In several RNA viruses, mutational pressure and natural selection are two key forces that determine codon usage bias [21]. If mutational pressure is the only factor determining codon usage bias, during the ENC versus GC3 analysis, all data points reflecting ENC values should lie on the expected curve [16]. In this study, the data points were found below the predicted curve. This indicated that other factors also influence codon usage bias of the N gene of NiV in addition to the mutational pressure. The effect of mutational pressure on codon usage bias was supported by substantial correlations between total nucleotide overall nucleotide contents and A3s, U3s, C3s, and G3s. The significant correlation between ENC values and whole nucleotide contents (except %G) confirmed the involvement of mutational pressure. The first and second axes values of CA were also significantly correlated with whole nucleotide content. All of the above findings indicate that mutational pressure is a significant factor influencing the codon usage bias of the N gene of NiV.
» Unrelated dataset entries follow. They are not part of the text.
PR #1661, opened 2020-08-05
cmd: explain project/repo nesting in init ref.

jorgeorpinel:
> Extracted from #1661 

- [ ] Ideally not but yes in the way things are structured now in this ref. This isolation and nested situation got too complicated... I should probably make a separate sub-section to cover it after explaining all the 3 kinds of projects (typical or git-enabled, --subdir, --no-scm).
- [ ] On Git submodules: "I would expect from people who use submodules have the same intuition by default - isolated in Git, isolated in DVC - nothing special or specif", "True, I can just remove it and handle them via support channel if needed" (from https://github.com/iterative/dvc.org/pull/1615#pullrequestreview-461335110)
- [ ] On block code examples for nested repos: ".git still not important here" (from https://github.com/iterative/dvc.org/pull/1615#pullrequestreview-461337818)


content/docs/command-reference/init.md
```diff
@@ -100,6 +100,54 @@ DVC sets the `core.no_scm` config option value to `true` in the DVC
 that even if the project is tracked by Git, or if Git is initialized in it
 later, DVC will keep operating detached from Git in this project.
 
+### Nested DVC projects and repositories
```
shcheklein, line 103: Doing PR this way makes it hard to review (we lost the context since we removed the whole section somewhere else). :(

shcheklein: Let's revert the way it was before please and then do changes on top?

jorgeorpinel: We already reverted all of the changes about this in the previous PR.

jorgeorpinel: OK I think you mean having the code blocks back in the --subdir section... Hold on ⌛

jorgeorpinel: Reverted for now but those changes were already merged to master so reverting here looks like a change. This is still a draft BTW, not quite ready for review.

jorgeorpinel: I can remove the new section here, and then we can merge this, so a following PR shows you the changes they way I think you'd like to see them ⌛

jorgeorpinel: Ready.

PR #1668, opened 2020-08-06
import: clarify -o behavior for subdirectories

pmrowla:

* Clarify `dvc import -o` behavior when output path contains subdirectories.
* See https://github.com/iterative/dvc/pull/4340

### DIFF
--- a/content/docs/command-reference/import.md
+++ b/content/docs/command-reference/import.md
@@ -78,7 +78,8 @@ from the source repo.
 - `-o <path>`, `--out <path>` - specify a path (directory and/or file name) to
   the desired location to place the imported file in (instead of using the
   current working directory). If an existing directory is specified, the target
-  data will be placed inside.
+  data will be placed inside. If `path` contains a parent directory which does
+  not exist, this command will fail.
 
 - `--rev <commit>` - commit hash, branch or tag name, etc. (any
   [Git revision](https://git-scm.com/docs/revisions)) of the repository to


shcheklein:
Thanks @pmrowla , really appreciate this! 

Just curious - is it the same for get?

pmrowla:
@shcheklein For get we do a fetch + checkout and create the output subdirectory if it doesn't already exist, since that's the normal behavior for checkout.

content/docs/command-reference/import.md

Natural selection may also alter codon usage patterns during the virus's adaptation to host cells [8, 9]. Strong correlations between Gravy values with GC3s, G3s, C3s, A3s, U3s, and ENC values were observed in current studies, indicating that viral protein characteristic has also been responsible for the observed variation in NiV codon usage. High CAI values of N gene of NiV isolates in comparison to its host (human, pig, and bat) indicated the effect of natural selection on codon usage bias. Moreover, CAI values were higher than eCAI values in respective hosts also indicated the significant adaptation of the virus to their hosts be due to natural selection.
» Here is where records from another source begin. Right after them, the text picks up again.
PR #1677, opened 2020-08-07
Revert "Blog CML self-hosted runners on demand with GPUs"

DavidGOrtega:
The merge should have been squashed


DavidGOrtega:
@elleobrien this is going to add a new commit in the history but there is nothing else I can do. I dont have permissions in the repo

shcheklein:
I guess not point if we just updating dates on top.

PR #1680, opened 2020-08-08
docs: misc. updates

### LINKED ISSUE #1683: docs: insufficient description of params
https://github.com/iterative/dvc.org/blob/7546c1f45a435ebd7840426a9349c402e72bace1/content/docs/user-guide/dvc-files-and-directories.md#L153-L155

The link to _parameter dependencies_ takes to the `params` where it's not clear where I find what it means (unless I read 341 words, who has time for it).

Also, the meaning of  _key paths_ is not clear, and makes it even more confusing since it talks about "referring to a ... file".

It also does not mention any way to specify a custom params file.

Discord Context: https://discord.com/channels/485586884165107732/563406153334128681/741913494991142932

jorgeorpinel:
- Matches https://github.com/iterative/dvc/pull/4364 (rewrite sections and short descs. about URLs (remote, get/import-url))
- Review of term "feature(s)"
- Closes #1683
- Misc. copy edits


content/docs/command-reference/remote/add.md
```diff
@@ -12,30 +12,15 @@ usage: dvc remote add [-h] [--global | --system | --local] [-q | -v]
                       [-d] [-f] name url
 
 positional arguments:
-  name           Name of the remote.
-  url            URL. (See supported URLs in the examples below.)
+  name           Name of the remote
+  url            URL (see supported URLs in the examples below.)
```
jorgeorpinel, line 16:
```suggestion
  url            Remote location.
                 See full list of supported URLs below.
```

content/docs/command-reference/remote/modify.md
```diff
@@ -122,12 +135,6 @@ these settings, you could use the following options:
   $ dvc remote modify myremote secret_access_key my-secret_access_key
   ```
 
-- `url` - remote location URL:
```
shcheklein, line 125: Let's not optimize out this? People don't read texts as you expect. A lot of them would just jump to the section they need.

shcheklein, line 125: I think it worth keeping them, just for another piece of explicit information in the right context that might help to figure out what's going on

content/docs/command-reference/remote/add.md
```diff
@@ -44,6 +30,25 @@ url = /tmp/dvc-storage
 remote = myremote
 ```
 
+`name` and `url` are required. The `name` is used to identify the remote and
+should be unique for the project.
+
+`url` specifies a location to store your data. It can represent a cloud storage
+service, an SSH server, network-attached storage, or even a directory in the
+local file system (see all the supported remote storage types in the examples
+below). Whenever possible, DVC will create a remote directory if it doesn't
```
shcheklein, line 39: this is not true for all remotes (e.g. not for GDrive)

content/docs/command-reference/remote/add.md
```diff
@@ -44,6 +30,25 @@ url = /tmp/dvc-storage
 remote = myremote
 ```
 
+`name` and `url` are required. The `name` is used to identify the remote and
+should be unique for the project.
```
shcheklein, line 34: should -> must?

content/docs/command-reference/remote/modify.md
jorgeorpinel: But we have a section called **Available parameters for all remotes** and `url` is one of them. Should I add all the examples in that section? Currently I only added a few types. Or if you're sure I'll roll back the change... But that whole section only exists for `verify` right now. Seems a little pointless (i.e. I could also copy `verify` to all the type sections.

content/docs/command-reference/remote/add.md
jorgeorpinel: The part about creating dirs? Yeah it is pre-existing text. I think that's what who ever wrote it meant by "Whenever possible" and "it won't create an S3 bucket though".

Should we remove this or add a full list of which types support this? Cc @efiop hi! Do you happen to know for which remote types this is the case? Thanks 🙂

content/docs/command-reference/remote/add.md
jorgeorpinel: Updated.

jorgeorpinel:
Sorry @shcheklein , I added more stuff to this PR before realizing you had already approved it. Please check once more. Won't add anything else.

content/docs/command-reference/remote/add.md
efiop: Bucket/Dir creation differs from remote to remote, so let's not mention it for now at all. We need to unify it in the code first.

content/docs/command-reference/remote/modify.md
shcheklein: I would expect a lot of people to start reading right from the section and skip the description. Let's not optimize it for the sake of optimization only.

Also, example (multiple dvc remote add commands) looks scary :) - it's not cleat that this is a variation of a single command, or is it something I would have do to even start with remotes.

content/docs/user-guide/dvc-files-and-directories.md
```diff
@@ -150,9 +150,9 @@ the possible following fields:
   (the file's location).
 - `deps`: List of <abbr>dependency</abbr> file or directory paths of this stage
   (relative to `wdir` which defaults to the file's location)
-- `params`: List of [parameter dependencies](/doc/command-reference/params).
-  These are key paths referring to a YAML, JSON or TOML file (`params.yaml` by
-  default).
+- `params`: List of <abbr>parameter<abbr> dependencies. Contains subfields that
+  specify key/value pairs that are read from an arbitrary YAML, JSON, or TOML
```
shcheklein, line 154: They are field names from an arbitrary ....

content/docs/user-guide/troubleshooting.md
```diff
@@ -1,6 +1,7 @@
 # Troubleshooting
 
-Here we provide help for some of the problems that DVC user might stumble upon.
+Here we provide help for some of the problems that DVC user might stumble upon,
+based on frequent support questions (FAQ).
```
shcheklein, line 4: FAQ != Frequent Support questions though. Also, not clear if this change is useful.

content/docs/command-reference/remote/modify.md
jorgeorpinel: Optimizing wasn't even my main goal here. We currently explain `url` for each type in remote add, but in [remote modify](https://dvc.org/doc/command-reference/remote/modify#available-parameters-per-storage-type) we only mention it in 5 of them. I noticed this inconsistency and wanted to complete the info., but decided to put them all in the "for all remotes" section to avoid bloating the doc (that's the optimization part) and since it makes sense — what is that section for otherwise, just for `verify`?

> I would expect a lot of people to start reading right from the section

I personally would also check the "for all remotes" section along with the type I'm interested on.

But anyway: for now I've put URL both in the "all remotes" (general desc. and local remote example) and in every "per storage type" (specific examples except local, which doesn't have a section here). WDYT?

content/docs/user-guide/dvc-files-and-directories.md
jorgeorpinel: True. Updated but kept "key/value pairs" because both the name and last value are saved in dvc.yaml.

content/docs/user-guide/troubleshooting.md
jorgeorpinel: It was introduced for SEO. We don't really have the term "FAQ" anywhere. Rolled this back for now but should we put it somewhere? Maybe in the User Guide index even.

content/docs/command-reference/remote/add.md
jorgeorpinel: Removed.

content/docs/user-guide/dvc-files-and-directories.md
```diff
@@ -150,8 +150,8 @@ the possible following fields:
   (the file's location).
 - `deps`: List of <abbr>dependency</abbr> file or directory paths of this stage
   (relative to `wdir` which defaults to the file's location)
-- `params`: List of [parameter dependencies](/doc/command-reference/params).
-  These are key paths referring to a YAML, JSON or TOML file (`params.yaml` by
+- `params`: List of <abbr>parameter<abbr> dependencies. They are key/value pairs
```
shcheklein, line 153: they are not values though, just keys, right?

content/docs/command-reference/remote/modify.md
```diff
@@ -58,6 +58,15 @@ manual editing could be used to change the configuration.
 
 The following config options are available for all remote types:
 
+- `url` - the remote location can always be modified. This is how DVC determines
+  what type of remote it is, and thus which other config options can be modified
+  (see each type in the next section for more details). Here's a _local remote_
+  example:
+
+  ```dvc
+  $ dvc remote modify myremote url /home/user/dvcstore
```
shcheklein, line 67: let's do s3 example and can even explain about s3 prefix, or do another example if needed in a separate block?

content/docs/command-reference/remote/modify.md
shcheklein: sounds good!

content/docs/user-guide/dvc-files-and-directories.md
jorgeorpinel: Ah yes I was a bit confused with dvc.loc. BTW I just updated the dvc.lock part as well accordingly. See d5e7a468.

content/docs/command-reference/remote/modify.md
jorgeorpinel: OK added S3 example before local example although I'm not sure it's needed as it's also in the S3 section. The S3 URL format is also explained in its section. See 3b7898e3

PR #2706, opened 2021-08-10
Fix syntax error on `dvc push`

lucabonifacio:
Some examples use the command `dvc remote push` which, if executed, results into an error.

Most probably, the correct command should be: `dvc push`.


shcheklein (approved):

shcheklein:
thanks @lucabonifacio ! 🙏

PR #2721, opened 2021-08-16
Update pipelines-files.md

skshetry:
Introduced in 2.0. Related: https://github.com/iterative/dvc/pull/5194

There was a docs patch for `repro` (https://github.com/iterative/dvc.org/pull/2071) which is missing (most likely got lost during merge in v1 -> v2 docs transition). I'll try adding that as well.


content/docs/command-reference/repro.md
```diff
@@ -25,9 +25,10 @@ graph (a [DAG](https://en.wikipedia.org/wiki/Directed_acyclic_graph)) implicitly
 defined by the stages listed in `dvc.yaml`. The commands defined in these stages
 are then executed in the correct order.
 
-For stages with multiple commands (having a list in the `cmd` field), commands
-are run one after the other in the order they are defined. The failure of any
-command will halt the remaining stage execution, and raises an error.
+For stages with multiple commands (having a list or a multiline string in the
```
shcheklein, line 28: is there a standard for "multiline strings" in YAML (starts with | or > or any string with newlines)?

skshetry: It's the one with `|`. The `>` is quite opposite, changes a newline into a space, i.e. multiline to a single line string.

```yaml
stages:
  stage1:
    cmd: |
       wget https://code.dvc.org/get-started/code.zip
       unzip code.zip
       rm -f code.zip 
```

shcheklein: Thanks @skshetry ! That's exactly what I was looking for - that link. We can make the `multiline string` a link? (and probably the list also). But even in that case I would include explicitly that we mean `|` style blocks, right here in the text.

iesahin: I think we can also document this in https://dvc.org/doc/user-guide/project-structure/pipelines-files

jorgeorpinel: > haven't found a good place to accomodate this as an example, we don't have examples on dvc.yaml guide

There are many snippet examples all over. https://dvc.org/doc/user-guide/project-structure/pipelines-files#templating has an anti-multiline one for example. We should change that one if we recommend `|` better:

image

jorgeorpinel: p.s. Agree on linking and adding the info to the pipelines file guide.

skshetry: We do have examples, but not for the possibilities of every keyword, just for the high-level features.

skshetry:
We still don't support multiline string in `dvc.lock` properly. Need to see what we can do, without causing compatibility issues.
Keeping it in draft till then.

content/docs/command-reference/repro.md
jorgeorpinel: > Would have been great if it were collapsible

jorgeorpinel: > Would have been great if it were collapsible

Good idea! It can still be great, feel free to contribute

In many RNA viruses, geographical dispersion and evolutionary processes also contribute to codon usage bias [8, 9]. In this study, geographical distribution based on CA and phylogenetic analysis were used to investigate the effects of geographical dispersion and evolutionary processes on codon usage, respectively. During CA, two different clades were formed. All Malaysian and Cambodian isolates fell into Cluster-A and Indian and Bangladeshi isolates fell into Cluster-B, while isolates from Thailand were distributed in both cluster-A and Cluster-B. This distribution of area-specific NiV isolates in specific clusters of CA graph indicated the role of geographical distribution on codon usage bias. In the phylogenetic tree, two clades were observed and distributions of NiV isolates were similar to distributions of isolates in CA graph. Similar patterns of clustering during CA and clade formation in phylogenetic tree supported the role of evolutionary processes on codon usage bias in NiV.
The current study indicated low codon usage bias in NiV. Mutational pressure and natural selection were found to be two key factors impelling codon usage bias. In addition to mutational pressure and natural selection, geographical distribution and evolutionary processes were also influencing codon usage bias, to some extent.